Exercise goal: Pick out every line in the data below that holds "working".

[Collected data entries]
* * * * *

PR #1373, opened 2015-01-14
Additionals: fixed the accept method regex, regex should be escaped

### LINKED ISSUE #1243: "accept" validator not working on application/epub+zip mimetype
A validation rule like the following will fail validation even if the mimetype is the correct one:

```
    'epub_file':
    {
      required: true,
      accept: "application/epub+zip"
    }
```

The file I used to test is Orwell's "Animal Farm" from https://www.epubbooks.com/book/1074/animal-farm

After selecting the file and validation failed I ran the following:

```
document.getElementById('input-epub-upload').files[0]['type']
```

The output was:

```
"application/epub+zip"
```

mishal:
Fixes #1243


jzaefferer:
That looks decent. Could you add unit tests for this method? Even if they need to be wrapped in a feature detect for `element.files`, that would still be a big improvement over no coverage at all.

mishal:
I tried to create test for it, but I'm not sure how to mock the file input functionality, since JS cannot update the value if the file input... 

Do you have an idea how to test it?

jzaefferer:
You could start with an input of type file, select that from the DOM, then overwrite the `files` property. Not sure if its writable, but if it is, this might work (not tested):

```html
<input type="file" id="accept-input">
```
```js
var element = $( "#accept-input" )[0];
// Assign something here for each assertion, not sure what the right format is
element.files = [ "myfile.docx" ];
ok( $.validator.method.accept( null, element, "docx" ), "something something is valid" );
```

I have no idea what the right format for `files` and `param` are, but I hope this helps. Thanks for looking into it!

mishal:
Hmmm, the input property `files` is readonly for security reasons.

jzaefferer:
Makes sense. Maybe we can mock the DOM element from scratch? Along with the `files` property it needs to be pass the `this.optional()` check and respond to `$(element).attr("type")` with `"file"`.

mishal:
I had the same idea.. I will try it :)

mishal:
I've just created the tests, the last one is for invalid mime type. I'm not sure if the last one check for `dependency-mismatch` is ok...

test/test.js
```diff
@@ -1771,3 +1771,98 @@ test( "Validation triggered on radio and checkbox via click", function() {
...
+		length: 1,
+		item: dummy
+	},
+		input = {},
+		$form = $("<form />"),
+		proxy,
+		validator;
+
+	// dummy DOM element
+	input.type = "file";
```
jzaefferer: You can define these above, its fine to reference a variable defined in the same multi declaration.

test/test.js
```diff
@@ -1771,3 +1771,98 @@ test( "Validation triggered on radio and checkbox via click", function() {
...
+	input.files = fileList;
+	input.nodeName = "INPUT";
+
+	validator = new $.validator({}, $form[0]),
+	proxy = $.proxy($.validator.methods.accept, validator, null, input, "image/*");
```
jzaefferer: This variable isn't needed, you can inline it into the assertion.

test/test.js
```diff
@@ -1771,3 +1771,98 @@ test( "Validation triggered on radio and checkbox via click", function() {
...
+		proxy;
+
+	input.type = "file";
+	input.files = fileList;
+	input.nodeName = "INPUT";
+
+	validator = new $.validator({}, $form[0]),
+	proxy = $.proxy($.validator.methods.accept, validator, null, input, "application/vnd.google-earth.kml+xml");
+
+	equal(proxy(), "dependency-mismatch", "the selected file for upload is valid" );
```
jzaefferer: There's a lot of (structural) duplication between these three tests. I think a builder method that returns the necessary object(s) and takes arguments for those parts that are specific for each test would be a good way to refactor this.

Also, since this is testing a method, let's move these tests into `test/methods.js` and name the tests accordingly.

jzaefferer:
Thanks for the update! This is promising, but needs a bit of refactoring and cleanup.

mishal:
Yes, you are right, this is raw version, I will clean it up.

jzaefferer:
Never noticed the new commits until now - there are no notifications for pushes... reviewing again.

test/methods.js
```diff
@@ -11,6 +11,38 @@ function methodTest( methodName ) {
...
+	function dummy() {
+		return file;
+	}
+
+	// https://developer.mozilla.org/en-US/docs/Web/API/FileList
+	var file = {
+			name: filename,
+			size: 500001,
+			type: mimeType
+		}, fileList = {
```
jzaefferer: Add a line break after the comma

test/methods.js
```diff
@@ -11,6 +11,38 @@ function methodTest( methodName ) {
...
+			0: file,
+			length: 1,
+			item: dummy
+		},
+		input = {};
+
+	// dummy DOM element
+	input.type = "file";
```
jzaefferer: These three properties can be initialized when declaring the variable above.

test/methods.js
```diff
@@ -1282,4 +1314,25 @@ test("cpfBR", function() {
...
+			$form = $("<form />"),
+			proxy = $.proxy($.validator.methods.accept, new $.validator({}, $form[0]), null, input, "application/vnd.google-earth.kml+xml");
+	ok( proxy(), "the selected file for upload is valid" );
+});
+
+test("file accept - invalid mime type", function() {
+	var input = acceptFileDummyInput("test.kml", "foobar/vnd.google-earth.kml+xml"),
+			$form = $("<form />"),
+			proxy = $.proxy($.validator.methods.accept, new $.validator({}, $form[0]), null, input, "application/vnd.google-earth.kml+xml");
+	equal(proxy(), "dependency-mismatch", "the selected file for upload is valid" );
```
jzaefferer: The expected value doesn't match the test name ("invalid mime type"), I'd expect a `false` here (in that case, using `strictEqual` would also help).

It also looks like the message argument was just copied from previous assertions and doesn't match here.

jzaefferer:
Still a few minor issues with the tests. Please let me know when you push new commits, so that I can review them immediately.

test/methods.js
mishal: What exactly do you mean? I don't get it :(

mishal:
ping @jzaefferer

test/methods.js
jzaefferer: The return value `"dependency-mismatch"` comes from the `optional()` method, which indicates that the code in question doesn't actually, since that returns `false`. So it looks to me like the test is expecting the wrong result, and that there is an issue elsewhere causing the wrong code to run. It might be a problem with the test, it might be in the implementation.

Much less critical, the third argument, "the selected file for upload is valid", is wrong, at least based on what the test name says ("invalid mime type").

jzaefferer:
Hope thats more clear. I'll be away the next few days, will check again next week.

mishal:
Sorry for the delay, I had urgent work to do.

ping @jzaefferer

mishal:
@jzaefferer did you have a chance to see this?

jzaefferer:
Sorry for the delay. Could you rebase this against master? Thanks.

twolfson:
@mishal As @jzaefferer requested in #1512, I have squashed/rebased this PR into #1531. Authorship and the original diff should be maintained but now in 1 commit and on top of the latest `master`.

mishal:
Thanks, closing, please merge #1531

PR #1379, opened 2015-01-16
Proposed fix for #1378 - Added parseFloat before value and param are com...

### LINKED ISSUE #1378: param & value for min & max rules should be type cast when rules are specified through data attributes
When rules are specified through data attributes such as data-rule-min="77.50", before param and value can be compared they should be typecast, such as through parseFloat. Currently, both value and param are strings. As a result, string comparison is performed instead.

Currently, the type of both value and param are string as tested in:

    // http://jqueryvalidation.org/min-method/
	min: function( value, element, param ) {
		console.log( typeof value, typeof param ); // console ouput: string string
		return this.optional( element ) || value >= param;
	},

This is reproduced in this jsfiddle: http://jsfiddle.net/1rxvgL4v/13/

If you entered 123 into the amount field which is (obviously) larger than 77.50, the error message appears.

If you entered 8 which is less than 77.50, the error message disappears.

zhenrong:
Fix #1378 - value and param variables should be typecast before
comparison. This is required if rules are specified through
data-attributes

### DIFF
--- a/src/core.js
+++ b/src/core.js
@@ -1216,12 +1216,12 @@ $.extend( $.validator, {
 
 		// http://jqueryvalidation.org/min-method/
 		min: function( value, element, param ) {
-			return this.optional( element ) || value >= param;
+			return this.optional( element ) || parseFloat( value ) >= parseFloat( param );
 		},
 
 		// http://jqueryvalidation.org/max-method/
 		max: function( value, element, param ) {
-			return this.optional( element ) || value <= param;
+			return this.optional( element ) || parseFloat( value ) <= parseFloat( param );
 		},
 
 		// http://jqueryvalidation.org/range-method/


jzaefferer:
Why did you close this?

zhenrong:
Hi Jörn,

I closed the pull request because i realized it didnt pass all the tests. My apologies for that...  I realized also that my solution will not work if date and string comparison is required.

ZR

jzaefferer:
Okay, thanks for letting me know. If you can find a solution that solves the problem you reported, let me know, another PR is definitely welcome.

zhenrong:
Hi 

Thanks for the encouragement.. I'm new to GitHub and i'm sorry for creating lots of unwanted commits...

Here's my latest PR. This time round, it fixes the issue reported and passes the travis test.
https://github.com/jzaefferer/jquery-validation/pull/1391

ZR

Issue #1283, opened 2014-10-02
remote method not working as expected


Adspectus:
I try to validate a form with one input field which should be checked remotely. On the very first invocation, the check is done but the return code of the `.valid()` method is true regardless of the result of the remote check. In subsequent checks, the return code is false if the remote check failed. I might believe that this is due to the asynchronous nature of the remote check, but this would make remote checks completely senseless. Since i do not believe this, my question is how to do remote checks in a way such the return code of validation reflects the outcome of the remote check (in addition to the other checks of course)?

cravecode:
I love this plugin and it's used in a Drupal contrib module I depend heavily on. The non-blocking nature of a remote validator is pretty problematic. Instead of complaining (not saying others are, it's just my normal nature), I'd like to help however I can. 

Here is what I'm thinking. I plan on implementing a custom validator that mimics the `remote` validator called `blockingRemote`. It essentially does the same thing as the `remote` validator but puts a "state" flag on the element perhaps as a `data` value or CSS class. I don't know if the "state" validation should be a separate validator to leverage unique messages or not?

I as can tell, the different "states" of a `blockingRemote` validation are:
  * unvalidated
  * pending
  * failed
  * validated
  
I'm not stuck on the naming convention, feel free to critique. 
Is this a ridiculous approach? I'm sure there has been a lot of thought into a solution. How can I help?

jzaefferer:
I definitely welcome any help I can get with improving the remote method. A look at the label, which is probably still missing some issues, also documents that there are plenty of issues: https://github.com/jzaefferer/jquery-validation/labels/Remote

I don't really have a solution, otherwise I would have implemented it by now ;) That said, I need some details for your proposal to understand its merits. Specifically, what does the `state` flag accomplish? How is it used, how does the blocking look like? Would there be any changes affecting the user (like disabling the field while its being validated)? If not, can you make this a patch to the existing remote method? Obviously it shouldn't break existing applications and the more existing issues it can address, the better.

PS: I'll be away the next few days, but will read any proposals you might write next week and going forward.

jzaefferer:
I'm sorry for the lack of activity on this issue. Instead of leaving it open any longer, I decided to close old issues without trying to address them, to longer give the false impression that it will get addressed eventually, especially after several years with no activity. It doesn't mean I'm abandoning the project, just that I'm unable to work through 200+ open issues with the little time I can afford to spend on this project.

[...]

PR #1380, opened 2015-01-19
Solution that fixes remote async calls from form.valid()

danieloprado:


jzaefferer:
Thank you for the contribution! This looks like its supposed to fix #1283. Its an interesting idea, though I suspect there will be many problems involved with this. For a start, could you add a test that covers the new signature?

jzaefferer:
Closing due to inactivity.

PR #1384, opened 2015-01-28
Core: Skip validation when settings is empty

wmh:
My case is using jquery-validation with [jquery-upload-file plugin](https://github.com/hayageek/jquery-upload-file), these's a dynamic created form inside the original form and it's not able to get the correct settings. The solution is to skip the validation if the settings not found.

* * * * *

Task output:
### LINKED ISSUE #1243: "accept" validator not working on application/epub+zip mimetype
remote method not working as expected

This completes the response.